▸ **Items from a data source**:
PR #3298, opened 2026-01-14
Add in-memory authserver storage implementation

jhrozek:
This is a preparatory commit for the auth-proxy feature. The storage package provides the persistence layer for the OAuth 2.0 authorization server. In the complete branch, this storage is:

- Passed to authserver.New() and used by the fosite OAuth2 provider for authorization codes, access tokens, refresh tokens, and PKCE
- Used by handlers to validate clients and store pending authorizations while users authenticate with the upstream identity provider
- Exposed via Server.IDPTokenStorage() for the token swap middleware, which replaces client JWTs with upstream IDP tokens for backend requests

This commit adds:

- Storage interface embedding fosite's OAuth2 storage interfaces plus ToolHive-specific interfaces for upstream tokens, pending authorizations, and client registration
- MemoryStorage implementation with thread-safe maps and background cleanup
- Comprehensive documentation in doc.go explaining fosite's type system (Requester, Session, signature vs request ID) to help developers understand why the API is designed as it is

The in-memory implementation is suitable for single-instance deployments and development. Production deployments will use a distributed storage backend (Redis or database).

## Large PR Justification

We need to implement all of the required fosite interfaces, doing it in multiple commits would just muddy the waters.

### DIFF
--- a/pkg/authserver/storage/memory.go
+++ b/pkg/authserver/storage/memory.go
@@ -155,69 +155,121 @@ func (s *MemoryStorage) cleanupLoop() {
 }
 
 // cleanupExpired removes all expired entries from storage.
+// Uses collect-then-delete pattern: collects expired keys under read lock,
+// then deletes under write lock. This minimizes write lock hold time.
 //
 //nolint:gocyclo // Function is straightforward, just repetitive cleanup loops for each storage type
 func (s *MemoryStorage) cleanupExpired() {
+	now := time.Now()
+
+	// Phase 1: Collect expired keys under read lock
+	s.mu.RLock()
+
+	var expiredAuthCodes []string
+	for k, v := range s.authCodes {
+		if now.After(v.expiresAt) {
+			expiredAuthCodes = append(expiredAuthCodes, k)
+		}
+	}
+
+	var expiredInvalidatedCodes []string
+	for k, v := range s.invalidatedCodes {
+		if now.After(v.expiresAt) {
+			expiredInvalidatedCodes = append(expiredInvalidatedCodes, k)
+		}
+	}
+
+	var expiredAccessTokens []string
+	for k, v := range s.accessTokens {
+		if now.After(v.expiresAt) {
+			expiredAccessTokens = append(expiredAccessTokens, k)
+		}
+	}
+
+	var expiredRefreshTokens []string
+	for k, v := range s.refreshTokens {
+		if now.After(v.expiresAt) {
+			expiredRefreshTokens = append(expiredRefreshTokens, k)
+		}
+	}
+
+	var expiredPKCERequests []string
+	for k, v := range s.pkceRequests {
+		if now.After(v.expiresAt) {
+			expiredPKCERequests = append(expiredPKCERequests, k)
+		}
+	}
+
+	var expiredUpstreamTokens []string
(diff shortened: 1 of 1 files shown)


JAORMX:
@claude please do a thorough security review of this, leverage agents if possible.

pkg/authserver/storage/memory.go
```diff
@@ -0,0 +1,837 @@
...
+		case <-ticker.C:
+			s.cleanupExpired()
+		}
+	}
+}
+
+// cleanupExpired removes all expired entries from storage.
+//
+//nolint:gocyclo // Function is straightforward, just repetitive cleanup loops for each storage type
+func (s *MemoryStorage) cleanupExpired() {
```
JAORMX, line 162: How often is this called, and, is it called concurrently with other functions that acquire the lock? This seems super expensive and even dangerous from a concurrency perspective, since it holds the lock a long damn time. What do you think?

pkg/authserver/storage/memory.go
```diff
@@ -0,0 +1,837 @@
...
+}
+
+// InvalidateAuthorizeCodeSession marks an authorization code as used/invalid.
+// Subsequent calls to GetAuthorizeCodeSession will return ErrInvalidatedAuthorizeCode.
+func (s *MemoryStorage) InvalidateAuthorizeCodeSession(_ context.Context, code string) error {
+	s.mu.Lock()
+	defer s.mu.Unlock()
+
+	if _, ok := s.authCodes[code]; !ok {
+		logger.Debugw("authorization code not found for invalidation", "code", code)
```
JAORMX: Is this intended?

pkg/authserver/storage/memory.go
```diff
@@ -0,0 +1,837 @@
...
+
+// LoadPendingAuthorization retrieves a pending authorization by internal state.
+// Returns a defensive copy to prevent aliasing issues.
+func (s *MemoryStorage) LoadPendingAuthorization(_ context.Context, state string) (*PendingAuthorization, error) {
+	s.mu.RLock()
+	defer s.mu.RUnlock()
+
+	entry, ok := s.pendingAuthorizations[state]
+	if !ok {
+		logger.Debugw("pending authorization not found", "state", state)
```
JAORMX: is it safe to print the state to the logs?

pkg/authserver/storage/memory.go
jhrozek: I thought having these in debug is not so bad, since it's opt-in and debug is only ever enabled during development, but past my development I also didn't see a reason to keep it, removed

pkg/authserver/storage/memory.go
jhrozek: state is, code (which you commented on separately) is worse :-) removed either way

pkg/authserver/storage/memory.go
jhrozek: every 5 minutes by default and yes, it would block the other functions.

I refactored the cleanup to collect the expired items separately holding only a read-only lock and then clean up the expired ones with a rw lock, that should speed things up.

Either way, given that all these operations are in-memory I'm not terribly concerned about lock congestion.

JAORMX (approved):

PR #3034, opened 2025-12-15
Fix workload restart API by using background context

eleftherias:
## Issue

  API restart endpoint (`/api/v1beta/workloads/{name}/restart`) was returning 202 Accepted but workloads were getting stuck in "Stopped" state instead of restarting. 

## Root Cause

The API was passing the HTTP request context `r.Context()` to restart operations. Since the API returned 202 immediately by design, the HTTP request completed and its context got cancelled, causing the background restart goroutines to be cancelled mid-operation.
This was not a problem before, because `RestartWorkloads` was not using the provided context. Once `RestartWorkloads` started using the context, the bug appeared.

## Fix

 Changed both restart endpoints to use `context.Background()` instead of `r.Context()`, allowing restart operations to complete asynchronously after the HTTP response is sent. This preserves the intended async behaviour while ensuring restarts complete successfully.

PR #3301, opened 2026-01-15
Fix workload deletion API by using background context

amirejaz:
## Problem
When deleting workloads through the API, we're getting errors:
```
 failed to acquire lock for workload <name>: context canceled 
```

This happens in `setWorkloadStatusInternal` when trying to acquire a file lock.

## Root Cause
The `deleteWorkload` and `deleteWorkloadsBulk` endpoints were using the HTTP request context (`r.Context()`) for async operations. When the HTTP handler returns (after sending `202 Accepted`), the request context gets cancelled. The async deletion operation then tries to acquire locks using this cancelled context, causing the error.

## Solution
Changed both delete endpoints to use `context.Background()` instead of the request context, matching the pattern used by `restartWorkload` and `restartWorkloadsBulk` (fixed in #3034).

## Why This is Safe
- The timeout is still preserved: `deleteWorkload` creates a child context with `AsyncOperationTimeout` (5 minutes) via `context.WithTimeout(ctx, AsyncOperationTimeout)`
- This matches the established pattern for async operations that should continue after HTTP request completion
- The bug was present from the start (June 2025) but manifests intermittently based on timing and lock contention

## Testing
- [ ] Tested delete operation works without errors
- [ ] Verified timeout is still enforced (5 minutes)
- [ ] Confirmed behavior matches restart operations
## Files Changed:
pkg/api/v1/workloads.go (2 functions: deleteWorkload, deleteWorkloadsBulk)
Related:
Fixes the same issue pattern as #3034 (restart operations)

### DIFF
--- a/pkg/api/v1/workloads.go
+++ b/pkg/api/v1/workloads.go
@@ -210,11 +210,11 @@ func (s *WorkloadRoutes) restartWorkload(w http.ResponseWriter, r *http.Request)
 //	@Failure		404		{string}	string	"Not Found"
 //	@Router			/api/v1beta/workloads/{name} [delete]
 func (s *WorkloadRoutes) deleteWorkload(w http.ResponseWriter, r *http.Request) error {
-	ctx := r.Context()
 	name := chi.URLParam(r, "name")
 
 	// Use the bulk method with a single workload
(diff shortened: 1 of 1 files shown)


amirejaz:
closing this PR as #3302 already covers this fix.

PR #3306, opened 2026-01-15
Add OAuth2 authorization server configuration and JWKS utilities

jhrozek:
Implement the client-facing OAuth2 authorization server configuration using Ory Fosite's composable handler architecture. The core integration centers on AuthorizationServerConfig, a wrapper around fosite.Config that extends it with JWK/JWKS support for JWT signing. A Factory pattern enables pluggable handler composition where each factory receives the full config, storage, and strategy, returning handlers that are auto- registered based on which fosite interfaces they implement (AuthorizeEndpointHandler, TokenEndpointHandler, TokenIntrospector, RevocationHandler, PushedAuthorizeEndpointHandler). Security settings include enforced PKCE with S256-only per MCP specification, token lifespan bounds validation, and HMAC secret rotation support via RotatedGlobalSecrets for zero-downtime key changes.

This module serves as the configuration layer in the authserver's federation model, where ToolHive acts as an intermediary between MCP clients and upstream identity providers. MCP clients authenticate to this authorization server, which then federates authentication to upstream IDPs. AuthorizationServerConfig bridges AuthorizationServerParams (cryptographic materials, token lifespans, issuer URL) with the fosite framework, and is consumed by both the storage layer (fosite's authorization/token/PKCE handlers) and the HTTP handlers serving OAuth2 endpoints. PublicJWKS() enables safe key exposure at /.well-known/jwks.json for client token verification.

### DIFF
--- a/pkg/authserver/server/provider.go
+++ b/pkg/authserver/server/provider.go
@@ -101,6 +101,22 @@ func validateIssuerURL(issuer string) error {
 	return nil
 }
 
+// validateHMACSecrets validates that all HMAC secrets meet the minimum length requirement.
+func validateHMACSecrets(secrets *servercrypto.HMACSecrets) error {
+	if secrets == nil {
+		return fmt.Errorf("HMAC secrets are required")
+	}
+	if len(secrets.Current) < servercrypto.MinSecretLength {
+		return fmt.Errorf("current HMAC secret must be at least %d bytes", servercrypto.MinSecretLength)
+	}
+	for i, rotated := range secrets.Rotated {
+		if len(rotated) < servercrypto.MinSecretLength {
+			return fmt.Errorf("rotated HMAC secret [%d] must be at least %d bytes", i, servercrypto.MinSecretLength)
+		}
+	}
+	return nil
+}
+
 // NewAuthorizationServerConfig creates an AuthorizationServerConfig from the provided configuration.
 func NewAuthorizationServerConfig(cfg *AuthorizationServerParams) (*AuthorizationServerConfig, error) {
 	if cfg == nil {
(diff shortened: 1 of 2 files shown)


pkg/authserver/server/provider.go
```diff
@@ -0,0 +1,259 @@
...
+	}
+	if cfg.SigningKey == nil {
+		return nil, fmt.Errorf("signing key is required")
+	}
+	if cfg.HMACSecrets == nil {
+		return nil, fmt.Errorf("HMAC secrets are required")
+	}
+	if len(cfg.HMACSecrets.Current) < servercrypto.MinSecretLength {
+		return nil, fmt.Errorf("current HMAC secret must be at least %d bytes", servercrypto.MinSecretLength)
+	}
```
JAORMX, line 139: We validate the current secret, but not the rotated ones in `cfg.HMACSecrets.Rotated`. If someone constructs `HMACSecrets` directly (bypassing `LoadHMACSecrets`), they could pass weak rotated secrets that still get used for verification.

Worth adding a loop to check those too?

pkg/authserver/server/provider.go
```diff
@@ -0,0 +1,259 @@
...
+	return provider
+}
+
+// GetSigningKey returns the config's signing key.
+func (c *AuthorizationServerConfig) GetSigningKey(_ context.Context) *jose.JSONWebKey {
+	return c.SigningKey
+}
+
+// GetSigningJWKS returns the config's signing JWKS. This includes private keys.
+func (c *AuthorizationServerConfig) GetSigningJWKS(_ context.Context) *jose.JSONWebKeySet {
```
JAORMX: nit: The name `GetSigningJWKS` doesn't make it obvious this returns private keys. Someone might accidentally use this instead of `PublicJWKS()` for an endpoint.

Maybe rename to `GetPrivateSigningJWKS()` or make the comment louder?

pkg/authserver/server/provider.go
jhrozek: thanks, I added the rotated secrets only after the current secrets was wired through (after I had looked at what Ory Hydra does..) and forgot to copy over the checks.

pkg/authserver/server/provider.go
jhrozek: not a nit, people would see JWKS and think public keys, thanks

PR #3307, opened 2026-01-15
Fix workload update API by using background context for async operation

amirejaz:
## Problem
The `updateWorkload` endpoint was using the HTTP request context (`r.Context()`) for async operations. When the handler returns, the request context gets cancelled, which can cause failures in async operations like lock acquisition.

## Solution
Changed `updateWorkload` to use `context.Background()` instead of the request context, matching the pattern used by `deleteWorkload`, `restartWorkload`, and `stopWorkload` endpoints.

### DIFF
--- a/pkg/api/v1/workload_service.go
+++ b/pkg/api/v1/workload_service.go
@@ -97,7 +97,8 @@ func (s *WorkloadService) UpdateWorkloadFromRequest(ctx context.Context, name st
 	}
 
 	// Use the manager's UpdateWorkload method to handle the lifecycle
-	if _, err := s.workloadManager.UpdateWorkload(ctx, name, runConfig); err != nil {
+	// Use background context since this is async operation
+	if _, err := s.workloadManager.UpdateWorkload(context.Background(), name, runConfig); err != nil {
 		return nil, fmt.Errorf("failed to update workload: %w", err)
 	}
 
--- a/pkg/api/v1/workloads.go
+++ b/pkg/api/v1/workloads.go
@@ -5,7 +5,6 @@ import (
 	"encoding/json"
 	"fmt"
 	"net/http"
-	"time"
 
 	"github.com/go-chi/chi/v5"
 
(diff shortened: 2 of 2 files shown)


pkg/api/v1/workloads.go
```diff
@@ -296,7 +296,7 @@ func (s *WorkloadRoutes) createWorkload(w http.ResponseWriter, r *http.Request)
 //	@Failure		404			{string}	string	"Not Found"
 //	@Router			/api/v1beta/workloads/{name}/edit [post]
 func (s *WorkloadRoutes) updateWorkload(w http.ResponseWriter, r *http.Request) error {
-	ctx := r.Context()
+	ctx := context.Background()
```
JAORMX: If this is going to have a dedicated context, do we want to have a specific timeout + cancellation for this?

dmjb: In addition to @JAORMX 's comment, I would add two things:

1. Consider using the request context for everything except the async call (i.e. s.workloadService.UpdateWorkloadFromRequest)
2. When you create the context for the async call, add a comment explain why you are creating the new context.

amirejaz: > If this is going to have a dedicated context, do we want to have a specific timeout + cancellation for this?

Good point. We have `AsyncOperationTimeout` in manager layer which is the timeout for async workload operations. But as Don pointed out, I will reuse the request context for sync operations and create another background context with timeout for async operation.

pkg/api/v1/workload_service.go
```diff
@@ -97,7 +97,8 @@ func (s *WorkloadService) UpdateWorkloadFromRequest(ctx context.Context, name st
 	}
 
 	// Use the manager's UpdateWorkload method to handle the lifecycle
-	if _, err := s.workloadManager.UpdateWorkload(ctx, name, runConfig); err != nil {
+	// Use background context since this is async operation
+	if _, err := s.workloadManager.UpdateWorkload(context.Background(), name, runConfig); err != nil {
```
amirejaz, line 101: Using a timeout context here causes issues because UpdateWorkload is asynchronous. Deferring `cancel()` cancels the context as soon as the caller returns, which prematurely cancels the async operation.

The workload manager already owns and enforces the async timeout, so we can safely skip creating a timeout context at this call site.

amirejaz: cc: @JAORMX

▸ **WORK TO COMPLETE**: Copy each line of the data that contains the word "NewAuthorizationServerConfig", leaving the other lines out.

▸ **OUTPUT FOR THIS EXERCISE**:
 // NewAuthorizationServerConfig creates an AuthorizationServerConfig from the provided configuration.
 func NewAuthorizationServerConfig(cfg *AuthorizationServerParams) (*AuthorizationServerConfig, error) {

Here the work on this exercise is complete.